Task item: The answer must consist of every line below that holds the word "feat".

Source data:
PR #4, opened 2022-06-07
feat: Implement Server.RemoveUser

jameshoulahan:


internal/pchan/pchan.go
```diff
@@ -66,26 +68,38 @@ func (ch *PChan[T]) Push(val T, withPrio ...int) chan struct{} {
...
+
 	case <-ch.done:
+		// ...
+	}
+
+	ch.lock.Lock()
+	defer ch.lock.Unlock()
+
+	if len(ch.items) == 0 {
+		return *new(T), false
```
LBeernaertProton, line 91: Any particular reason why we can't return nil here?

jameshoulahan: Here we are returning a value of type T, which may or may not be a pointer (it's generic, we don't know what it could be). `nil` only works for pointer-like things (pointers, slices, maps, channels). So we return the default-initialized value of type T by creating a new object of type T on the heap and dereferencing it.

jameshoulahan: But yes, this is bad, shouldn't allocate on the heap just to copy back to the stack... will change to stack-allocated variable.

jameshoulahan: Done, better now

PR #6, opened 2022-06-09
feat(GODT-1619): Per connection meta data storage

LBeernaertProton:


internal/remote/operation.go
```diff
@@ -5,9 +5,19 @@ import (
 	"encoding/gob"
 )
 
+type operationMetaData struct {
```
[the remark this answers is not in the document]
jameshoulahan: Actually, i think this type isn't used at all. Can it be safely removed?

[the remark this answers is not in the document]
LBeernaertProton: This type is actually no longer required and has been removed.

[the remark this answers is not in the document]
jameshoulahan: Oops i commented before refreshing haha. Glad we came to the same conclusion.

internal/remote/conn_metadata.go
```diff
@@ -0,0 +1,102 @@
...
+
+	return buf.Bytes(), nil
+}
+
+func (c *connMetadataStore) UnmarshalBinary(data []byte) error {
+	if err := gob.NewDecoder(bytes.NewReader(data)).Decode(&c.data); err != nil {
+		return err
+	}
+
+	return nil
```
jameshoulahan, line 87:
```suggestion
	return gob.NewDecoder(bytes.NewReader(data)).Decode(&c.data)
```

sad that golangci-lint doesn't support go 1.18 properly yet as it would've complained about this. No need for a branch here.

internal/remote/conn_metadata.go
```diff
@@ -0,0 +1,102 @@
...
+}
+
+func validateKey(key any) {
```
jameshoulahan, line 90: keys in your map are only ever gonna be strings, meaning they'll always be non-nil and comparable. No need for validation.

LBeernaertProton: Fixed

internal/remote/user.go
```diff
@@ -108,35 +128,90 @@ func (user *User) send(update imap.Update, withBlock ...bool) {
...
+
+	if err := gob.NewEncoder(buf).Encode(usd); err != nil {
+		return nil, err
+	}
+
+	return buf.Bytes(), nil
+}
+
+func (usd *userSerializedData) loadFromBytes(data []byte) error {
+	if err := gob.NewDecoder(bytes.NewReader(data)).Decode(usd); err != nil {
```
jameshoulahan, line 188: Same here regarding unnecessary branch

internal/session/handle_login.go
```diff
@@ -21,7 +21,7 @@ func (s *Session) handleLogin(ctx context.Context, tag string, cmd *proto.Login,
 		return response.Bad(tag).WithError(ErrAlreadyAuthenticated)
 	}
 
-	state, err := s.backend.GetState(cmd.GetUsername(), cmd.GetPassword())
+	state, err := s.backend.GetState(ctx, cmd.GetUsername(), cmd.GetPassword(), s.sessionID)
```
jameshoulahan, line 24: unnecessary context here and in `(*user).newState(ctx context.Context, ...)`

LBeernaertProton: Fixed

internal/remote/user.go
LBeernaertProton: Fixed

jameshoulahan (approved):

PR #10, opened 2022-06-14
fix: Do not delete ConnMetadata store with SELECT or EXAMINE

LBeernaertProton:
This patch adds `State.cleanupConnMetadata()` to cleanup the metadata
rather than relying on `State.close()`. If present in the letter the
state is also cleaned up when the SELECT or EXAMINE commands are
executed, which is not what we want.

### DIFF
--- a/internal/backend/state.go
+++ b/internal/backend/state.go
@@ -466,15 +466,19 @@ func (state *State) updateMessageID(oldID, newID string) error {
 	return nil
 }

Response area:
feat: Implement Server.RemoveUser
feat(GODT-1619): Per connection meta data storage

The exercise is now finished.